The other item he retrieved at the beach was seaweed. He would plunge into the water, stick his nose beneath the surface, then come up with a mouthful of seaweed and bring it about 10 feet up on the shore, where he would deposit it. From his many trips to the beach, there remained a line of seaweed that marked his hunting spot.

Although the current researchers never interviewed Teddy, they did surveys of 18,385 dogs and sequenced the genomes of 2,155 dogs for their research paper published in the journal Science. They were looking for predictors of canine behavior and concluded that by breed was essentially useless. This might surprise you, as it did us, except regarding the retrieving aspect we just discussed. 

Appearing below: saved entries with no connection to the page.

PR #4138, opened 2025-06-04
Introduce sql explorer

mknowlton89:
### Features and Changes


packages/front-end/components/SchemaBrowser/DatasourceTableData.tsx
```diff
@@ -80,77 +81,81 @@ export default function DatasourceSchema({
...
-        height: "50%",
-      }}
-    >
-      <div className="d-flex justify-content-between px-2 pt-2">
-        <label className="font-weight-bold">
-          <div>
-            <FaTable />{" "}
+    <AreaWithHeader
+      //MKTODO: Can't figure out this color
+      backgroundColor="#192130"
```
mknowlton89: I for the life of my can't figure out the correct approach to get this color to work as expected given our colors aren't solid, so the background their on can change them.

packages/front-end/components/SchemaBrowser/SchemaBrowserWrapper.tsx
```diff
@@ -26,63 +27,68 @@ export default function SchemaBrowserWrapper({
...
-          <span className="pl-1">{datasourceName}</span>
-        </label>
-        {informationSchema && !informationSchema.error && (
-          <label>
-            <Tooltip
-              body={
-                <div>
+    <AreaWithHeader
+      //MKTODO: Can't figure out this color
+      backgroundColor="#192130"
```
mknowlton89: Same here. I for the life of my can't figure out the correct approach to get this color to work as expected given our colors aren't solid, so the background their on can change them.

packages/back-end/src/app.ts
```diff
@@ -782,6 +786,12 @@ app.get(
   informationSchemasController.getInformationSchema
 );
 
+// Saved Queries
+app.get("/saved-queries", savedQueriesController.getSavedQueries);
+app.post("/saved-queries", savedQueriesController.postSavedQuery);
+app.put("/saved-queries/:id", savedQueriesController.putSavedQuery);
+app.delete("/saved-queries/:id", savedQueriesController.deleteSavedQuery);
```
jdorn: Not a big deal, but the newer style of doing this is to create a router file instead of adding all the routes directly to `app.ts`.  Look in `src/routers/` for examples.

packages/back-end/src/services/datasource.ts
```diff
@@ -140,6 +140,46 @@ export async function testDataSourceConnection(
...
+  datasource: DataSourceInterface,
+  query: string,
+  limit?: number
+): Promise<{
+  results?: TestQueryRow[];
+  duration?: number;
+  error?: string;
+  sql?: string;
+}> {
+  if (!context.permissions.canRunTestQueries(datasource)) {
```
jdorn: Change this to `canRunSqlExplorerQueries`

packages/back-end/src/controllers/datasources.ts
```diff
@@ -691,6 +692,42 @@ export async function testLimitedQuery(
   });
 }
 
+export async function runQuery(
+  req: AuthRequest<{
+    query: string;
+    datasourceId: string;
+    limit?: number;
```
jdorn, line 699: If we're going to accept a limit in the request, we need to validate it.  We don't want someone passing in `limit: 100000` and using up all the server memory.

packages/back-end/src/controllers/savedQueries.ts
```diff
@@ -0,0 +1,151 @@
...
+    res.status(200).json({
+      status: 200,
+      savedQueries,
+    });
+  } catch (error) {
+    res.status(500).json({
+      status: 500,
+      message: `Failed to fetch saved queries: ${error}`,
+    });
+  }
```
jdorn: For all of these controller methods, if all you are doing is returning an error response, it's better to just let the error throw and don't wrap in a try/catch.  The default error handler will take care of it (as well as log in Sentry).

packages/back-end/src/controllers/savedQueries.ts
```diff
@@ -0,0 +1,151 @@
...
+  if (!datasource) {
+    throw new Error("Cannot find datasource");
+  }
+
+  try {
+    await context.models.savedQueries.create({
+      name,
+      sql,
+      datasourceId,
+      dateLastRan: new Date(dateLastRan),
```
jdorn: There's a `getValidDate` method in shared that does a little extra validation (and falls back to `Date.now()` if there's an issue).

packages/back-end/src/controllers/savedQueries.ts
```diff
@@ -0,0 +1,151 @@
...
+
+export async function postSavedQuery(
+  req: AuthRequest<{
+    name: string;
+    sql: string;
+    datasourceId: string;
+    results: TestQueryRow[];
+    dateLastRan: string;
+    dataVizConfig?: DataVizConfig[];
+  }>,
```
jdorn: There are `CreateProps` and `UpdateProps` helper types for the base model you should use instead.  Lets you have a single source of truth for the object shape (the zod validator).

Usually, we export helpers from the validator file.  So something like this:

```ts
export type SavedQuery = z.infer<typeof savedQueryValidator>;
export type SavedQueryCreateProps = CreateProps<SavedQuery>;
export type SavedQueryUpdateProps = UpdateProps<SavedQuery>;
```

packages/back-end/src/controllers/savedQueries.ts
```diff
@@ -0,0 +1,151 @@
...
+      dataVizConfig: DataVizConfig[];
+    }> = {};
+
+    if (name !== undefined) updateData.name = name;
+    if (sql !== undefined) updateData.sql = sql;
+    if (datasourceId !== undefined) updateData.datasourceId = datasourceId;
+    if (results !== undefined) updateData.results = results;
+    if (dateLastRan !== undefined)
+      updateData.dateLastRan = new Date(dateLastRan);
+    if (dataVizConfig !== undefined) updateData.dataVizConfig = dataVizConfig;
```
jdorn: Cleaner if you can just use `req.body`.

```ts
const updateData = {
  ...req.body,
  dateLastRan: req.body.dateLastRan ? getValidDate(req.body.dateLastRan) : undefined
}
```

packages/back-end/src/controllers/savedQueries.ts
```diff
@@ -0,0 +1,151 @@
...
+
+    await context.models.savedQueries.updateById(id, updateData);
```
jdorn: If you already have the `savedQuery` object, use the `update` method instead of `updateById` to avoid an extra db lookup.  Alternatively, get rid of the `getById` call above (updateById does the same validation to make sure it exists before updating)

packages/front-end/components/Forms/CodeTextArea.tsx
```diff
@@ -65,6 +77,25 @@ export default function CodeTextArea({
...
+      styleElement.type = "text/css";
+      document.head.appendChild(styleElement);
+    }
+
+    styleElement.innerHTML = aceThemeOverrides;
+
+    return () => {
+      styleElement.remove();
+    };
+  }, []);
```
jdorn: Why do this vs just add the styles to `global.scss`?

packages/back-end/src/validators/saved-queries.ts
```diff
@@ -0,0 +1,22 @@
+import { z } from "zod";
+
+// TODO: Add a proper type for the data viz config
+export const dataVizConfigValidator = z.any();
```
mknowlton89, line 5: Hopefully we can define this soon

packages/back-end/src/controllers/datasources.ts
mknowlton89: I don't think we still need this now that you've built your `ensureMaxLimit` function?

packages/back-end/src/integrations/SqlIntegration.ts
```diff
@@ -1435,6 +1444,7 @@ export default abstract class SqlIntegration
     sql: string,
     timestampCols?: string[]
   ): Promise<TestQueryResult> {
+    console.log("runTestQuery", sql);
```
jdorn: Remove

packages/back-end/src/services/datasource.ts
```diff
@@ -140,6 +140,45 @@ export async function testDataSourceConnection(
...
+    throw new Error("Unable to test query.");
+  }
+
+  const sql = integration.getFreeFormQuery(query);
+  try {
+    const { results, duration } = await integration.runTestQuery(sql, [
+      "timestamp",
+    ]);
+    return {
+      results,
```
jdorn, line 177: There are a few edge cases that `ensureLimit` does not handle, so there's a small chance more than 1000 rows will be returned here.  I think it's worth adding a sanity check here to truncate the array if it's bigger than 1000.

packages/back-end/src/models/SavedQueryDataModel.ts
```diff
@@ -0,0 +1,53 @@
...
+    });
+  }
+  protected canCreate(doc: SavedQuery): boolean {
+    const { datasource } = this.getForeignRefs(doc);
+    return this.context.permissions.canRunSqlExplorerQueries({
+      projects: datasource?.projects || [],
+    });
+  }
+  protected canUpdate(existing: SavedQuery): boolean {
+    const { datasource } = this.getForeignRefs(existing);
```
jdorn: A couple things:
1. For both create/update, if `datasource` is undefined in the foreign refs, that means the id is invalid, so we should throw instead of using the null coalesce operator.  Note: the same technically applies to read/delete, but I think it's ok to be more lenient there (e.g. if the data source is deleted, we still want to be able to delete a saved query).
2. For update, if the datasource id is changing, we need to validate the new one as well (both that the foreign ref exists and that the user has permission)

packages/front-end/components/Layout/Layout.tsx
```diff
@@ -88,6 +88,11 @@ const navlinks: SidebarLinkProps[] = [
         href: "/datasources",
         path: /^datasources/,
       },
+      {
+        name: "SQL Explorer",
+        href: "/sql-explorer",
+        path: /^sql-explorer/,
+      },
```
jdorn, line 97: Should we add a feature flag for this?

packages/front-end/components/SchemaBrowser/SqlExplorerModal.tsx
```diff
@@ -0,0 +1,583 @@
...
+  const [selectedDatasourceId, setSelectedDatasourceId] = useState(
+    datasourceId || ""
+  );
+  const [dirty, setDirty] = useState(name ? false : true);
+  const [loading, setLoading] = useState(false);
+  const [isRunningQuery, setIsRunningQuery] = useState(false);
+  const [
+    queryExecution,
+    setQueryExecution,
+  ] = useState<QueryExecutionResult | null>(null);
```
jdorn: I think it makes better sense to store this data in the model itself and not in a temporary state here.  Will simplify quite a bit and having the execution stats in Mongo will be helpful as well.

packages/front-end/components/SchemaBrowser/SqlExplorerModal.tsx
```diff
@@ -0,0 +1,583 @@
...
+
+  // Pre-fill results if we're editing a saved query with existing results
+  useEffect(() => {
+    if (results && results.length > 0) {
+      setQueryExecution({
+        results,
+        sql,
+      });
+    }
+  }, [results, sql]);
```
jdorn: I haven't tested it, but this useEffect is setting off alarm bells to me that it's likely to cause bugs.  I think if we make the change I mentioned above where we store query execution stats in the model directly, we can get rid of the hook here entirely.

packages/back-end/src/controllers/savedQueries.ts
```diff
@@ -0,0 +1,151 @@
...
+    });
+  } catch (error) {
+    res.status(500).json({
+      status: 500,
+      message: `Failed to fetch saved queries: ${error}`,
+    });
+  }
+}
+
+export async function postSavedQuery(
```
jdorn: For all of these methods, should we add commercial feature checks?  Thinking maybe for the getAll endpoint, we can make it just return an empty array and maybe a flag saying some saved queries are hidden.  So if someone downgrades from Pro to Free, we don't delete any of their queries, we just don't show them in the UI anymore.

packages/front-end/components/SavedQueries/SavedQueriesList.tsx
```diff
@@ -0,0 +1,247 @@
...
+    setSelectedSavedQuery({
+      ...query,
+      id: "",
+      name: `${query.name}-copy`,
+    });
+  }, []);
+
+  const handleRowClick = useCallback(
+    (query: SavedQuery) => {
+      // Only allow row click for queries the user can edit
```
ahdriel: question: Do we still want this if the modal is the only way to see the graphs at the moment?

mknowlton89: Great callout - you're correct in that this doesn't make sense anymore.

But apparently, stereotypes like pit bulls being aggressive were not validated. In fact, they scored high on human sociability, with videos showing lap-loving pit bulls. According to an article reporting on this study in The New York Times this past Tuesday, written by James Gorman, “Labrador Retriever ancestry [most popular breed in America], on the other hand, didn’t seem to have any significant correlation with human sociability.”

However, the research allows, there are some few predictable traits. “If you adopt a border collie…the probability that it will be easier to train and interested in toys is going to be higher than if you adopt a Great Pyrenees.” 

Go figure.

Breed supposedly accounts for only 9% of the variations in any given dog’s behavior. Rather, behavior patterns were strongly inherited, to the tune of 25%, again according to the research, within any given breed. In studying genomes, “several genes [were discovered] that clearly influence behavior, including one for how friendly dogs are.”  So if you are about to buy a dog, check out its parents first.

The researchers found 11 specific DNA regions that were associated with behavior, and an interesting comparison can be made with those same areas in human genomics. A region that affects the likelihood of a dog howling corresponds in humans to language development, and another that marks dogs enjoying being with humans presents in human DNA with long-term memory.

So I will tell you a little more about Terrific Teddy. When company would arrive at our home, he would walk up to each newcomer, wag and, I insist, smile, until the person gave him a pat on the head. He would then go on to the next person and wait until the greeting ritual was repeated. After that, he would withdraw to a corner and watch the socializing quietly unless called.

He was a bit of a terror under the table when we were at dinner. He would stealthily snatch the napkins off the diners’ laps. Some day I will write a children’s book about Teddy, the Napkin Snatcher Dog.